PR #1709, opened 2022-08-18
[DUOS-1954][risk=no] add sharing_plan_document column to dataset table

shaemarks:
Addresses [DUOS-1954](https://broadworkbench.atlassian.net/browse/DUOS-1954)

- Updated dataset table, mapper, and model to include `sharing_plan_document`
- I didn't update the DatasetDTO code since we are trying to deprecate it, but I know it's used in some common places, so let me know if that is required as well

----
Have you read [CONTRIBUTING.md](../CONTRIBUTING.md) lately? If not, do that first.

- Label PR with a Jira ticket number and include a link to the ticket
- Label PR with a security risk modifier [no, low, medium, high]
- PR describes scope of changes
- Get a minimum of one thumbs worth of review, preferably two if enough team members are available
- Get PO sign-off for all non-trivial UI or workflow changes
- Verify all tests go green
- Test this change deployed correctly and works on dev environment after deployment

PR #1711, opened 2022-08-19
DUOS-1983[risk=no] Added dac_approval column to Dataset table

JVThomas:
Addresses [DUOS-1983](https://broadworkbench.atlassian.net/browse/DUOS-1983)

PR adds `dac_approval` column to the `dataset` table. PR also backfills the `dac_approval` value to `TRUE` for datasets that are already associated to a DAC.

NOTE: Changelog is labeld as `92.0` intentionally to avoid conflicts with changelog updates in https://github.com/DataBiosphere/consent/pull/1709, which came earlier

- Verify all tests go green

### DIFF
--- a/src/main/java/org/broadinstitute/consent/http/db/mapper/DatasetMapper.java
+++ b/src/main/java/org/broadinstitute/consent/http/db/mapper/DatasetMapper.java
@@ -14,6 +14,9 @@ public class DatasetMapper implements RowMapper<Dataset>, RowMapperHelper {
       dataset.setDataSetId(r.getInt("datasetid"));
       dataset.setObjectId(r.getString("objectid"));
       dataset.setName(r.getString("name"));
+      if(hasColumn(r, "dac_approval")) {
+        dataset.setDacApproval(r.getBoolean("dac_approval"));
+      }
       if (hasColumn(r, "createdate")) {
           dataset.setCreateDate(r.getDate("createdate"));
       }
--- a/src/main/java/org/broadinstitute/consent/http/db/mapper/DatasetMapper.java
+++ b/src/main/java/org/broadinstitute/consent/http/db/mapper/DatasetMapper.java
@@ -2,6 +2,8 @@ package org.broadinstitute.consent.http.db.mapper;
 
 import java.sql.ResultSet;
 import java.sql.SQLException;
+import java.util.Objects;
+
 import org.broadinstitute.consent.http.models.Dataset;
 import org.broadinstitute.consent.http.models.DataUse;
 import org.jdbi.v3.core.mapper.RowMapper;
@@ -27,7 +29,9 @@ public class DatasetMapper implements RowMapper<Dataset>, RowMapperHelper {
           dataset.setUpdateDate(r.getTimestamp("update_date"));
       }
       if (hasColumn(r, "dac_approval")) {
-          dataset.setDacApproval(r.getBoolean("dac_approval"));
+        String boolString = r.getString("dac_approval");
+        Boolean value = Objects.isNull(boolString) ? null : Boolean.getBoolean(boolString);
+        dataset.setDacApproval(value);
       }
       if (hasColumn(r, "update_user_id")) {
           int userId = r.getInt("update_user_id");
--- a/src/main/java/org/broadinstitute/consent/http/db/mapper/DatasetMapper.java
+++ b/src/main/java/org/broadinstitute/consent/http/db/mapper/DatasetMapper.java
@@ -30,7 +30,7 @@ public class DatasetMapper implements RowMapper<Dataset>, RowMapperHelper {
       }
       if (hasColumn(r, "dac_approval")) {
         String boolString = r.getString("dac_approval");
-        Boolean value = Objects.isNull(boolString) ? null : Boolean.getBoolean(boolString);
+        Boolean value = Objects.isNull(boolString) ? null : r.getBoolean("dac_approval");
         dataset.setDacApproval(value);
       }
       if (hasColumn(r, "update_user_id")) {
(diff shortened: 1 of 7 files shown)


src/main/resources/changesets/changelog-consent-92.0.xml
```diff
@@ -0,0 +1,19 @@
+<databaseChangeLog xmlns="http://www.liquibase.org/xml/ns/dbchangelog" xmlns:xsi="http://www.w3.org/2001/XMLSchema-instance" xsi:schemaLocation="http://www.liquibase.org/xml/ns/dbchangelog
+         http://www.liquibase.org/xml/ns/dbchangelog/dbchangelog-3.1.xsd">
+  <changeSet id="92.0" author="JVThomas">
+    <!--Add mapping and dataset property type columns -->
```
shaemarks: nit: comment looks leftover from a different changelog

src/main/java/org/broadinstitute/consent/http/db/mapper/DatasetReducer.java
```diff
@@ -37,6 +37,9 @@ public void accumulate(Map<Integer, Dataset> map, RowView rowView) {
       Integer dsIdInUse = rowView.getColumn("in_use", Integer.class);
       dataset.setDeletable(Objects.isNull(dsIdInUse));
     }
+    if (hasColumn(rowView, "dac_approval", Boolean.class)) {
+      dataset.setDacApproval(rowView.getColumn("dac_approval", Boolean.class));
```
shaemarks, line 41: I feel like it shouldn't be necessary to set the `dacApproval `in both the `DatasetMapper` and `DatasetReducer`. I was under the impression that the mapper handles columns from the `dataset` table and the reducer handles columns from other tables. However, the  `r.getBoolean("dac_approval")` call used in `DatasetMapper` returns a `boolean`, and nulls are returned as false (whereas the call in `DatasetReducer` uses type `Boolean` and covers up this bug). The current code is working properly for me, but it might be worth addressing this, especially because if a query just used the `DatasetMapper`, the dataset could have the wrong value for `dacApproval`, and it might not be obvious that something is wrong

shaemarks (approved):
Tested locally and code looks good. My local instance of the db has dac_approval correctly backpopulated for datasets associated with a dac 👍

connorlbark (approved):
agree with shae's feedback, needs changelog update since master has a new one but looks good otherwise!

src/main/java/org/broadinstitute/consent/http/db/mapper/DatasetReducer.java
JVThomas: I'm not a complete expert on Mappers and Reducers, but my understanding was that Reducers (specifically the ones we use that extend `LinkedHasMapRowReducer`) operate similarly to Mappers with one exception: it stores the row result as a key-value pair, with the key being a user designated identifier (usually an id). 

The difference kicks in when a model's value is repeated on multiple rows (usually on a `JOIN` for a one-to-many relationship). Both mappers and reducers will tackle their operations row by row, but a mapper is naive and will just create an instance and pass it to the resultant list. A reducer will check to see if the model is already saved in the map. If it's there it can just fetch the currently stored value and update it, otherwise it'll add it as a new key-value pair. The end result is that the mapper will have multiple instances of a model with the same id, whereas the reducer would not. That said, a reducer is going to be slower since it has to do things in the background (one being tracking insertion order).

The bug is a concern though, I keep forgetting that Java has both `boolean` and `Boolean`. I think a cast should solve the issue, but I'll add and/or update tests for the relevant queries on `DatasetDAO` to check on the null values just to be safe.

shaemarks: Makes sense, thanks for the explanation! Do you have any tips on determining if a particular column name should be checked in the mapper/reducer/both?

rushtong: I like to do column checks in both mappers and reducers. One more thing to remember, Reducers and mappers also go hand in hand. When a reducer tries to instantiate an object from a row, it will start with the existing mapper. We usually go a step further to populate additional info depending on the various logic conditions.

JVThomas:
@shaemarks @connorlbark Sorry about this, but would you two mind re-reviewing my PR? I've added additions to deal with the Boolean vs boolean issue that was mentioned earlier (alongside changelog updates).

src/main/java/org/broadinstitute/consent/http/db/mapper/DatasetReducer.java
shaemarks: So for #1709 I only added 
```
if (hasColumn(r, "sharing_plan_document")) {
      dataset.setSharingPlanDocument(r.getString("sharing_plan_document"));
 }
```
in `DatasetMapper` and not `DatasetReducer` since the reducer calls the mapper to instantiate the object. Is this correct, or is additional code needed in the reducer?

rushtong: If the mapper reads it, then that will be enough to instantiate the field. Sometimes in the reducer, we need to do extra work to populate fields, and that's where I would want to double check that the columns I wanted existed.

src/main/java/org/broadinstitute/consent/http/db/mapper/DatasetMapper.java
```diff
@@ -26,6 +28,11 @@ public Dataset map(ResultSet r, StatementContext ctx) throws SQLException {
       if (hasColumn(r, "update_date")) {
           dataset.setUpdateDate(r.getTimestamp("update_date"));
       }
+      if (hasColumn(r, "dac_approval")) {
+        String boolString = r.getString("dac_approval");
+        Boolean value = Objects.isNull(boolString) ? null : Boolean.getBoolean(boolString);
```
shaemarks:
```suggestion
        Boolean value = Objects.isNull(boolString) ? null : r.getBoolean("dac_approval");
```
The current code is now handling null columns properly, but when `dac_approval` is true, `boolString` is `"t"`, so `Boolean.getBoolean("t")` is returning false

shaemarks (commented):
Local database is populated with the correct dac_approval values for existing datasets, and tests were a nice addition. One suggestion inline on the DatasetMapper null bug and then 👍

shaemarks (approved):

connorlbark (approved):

> [Problem requirements]
Return the lines above, starting at the one that contains "in the reducer?" and running through the last, exactly as they appear, with no extra lines.

> [Solution to the exercise]
in `DatasetMapper` and not `DatasetReducer` since the reducer calls the mapper to instantiate the object. Is this correct, or is additional code needed in the reducer?

rushtong: If the mapper reads it, then that will be enough to instantiate the field. Sometimes in the reducer, we need to do extra work to populate fields, and that's where I would want to double check that the columns I wanted existed.

src/main/java/org/broadinstitute/consent/http/db/mapper/DatasetMapper.java
```diff
@@ -26,6 +28,11 @@ public Dataset map(ResultSet r, StatementContext ctx) throws SQLException {
       if (hasColumn(r, "update_date")) {
           dataset.setUpdateDate(r.getTimestamp("update_date"));
       }
+      if (hasColumn(r, "dac_approval")) {
+        String boolString = r.getString("dac_approval");
+        Boolean value = Objects.isNull(boolString) ? null : Boolean.getBoolean(boolString);
```
shaemarks:
```suggestion
        Boolean value = Objects.isNull(boolString) ? null : r.getBoolean("dac_approval");
```
The current code is now handling null columns properly, but when `dac_approval` is true, `boolString` is `"t"`, so `Boolean.getBoolean("t")` is returning false

shaemarks (commented):
Local database is populated with the correct dac_approval values for existing datasets, and tests were a nice addition. One suggestion inline on the DatasetMapper null bug and then 👍

shaemarks (approved):

connorlbark (approved):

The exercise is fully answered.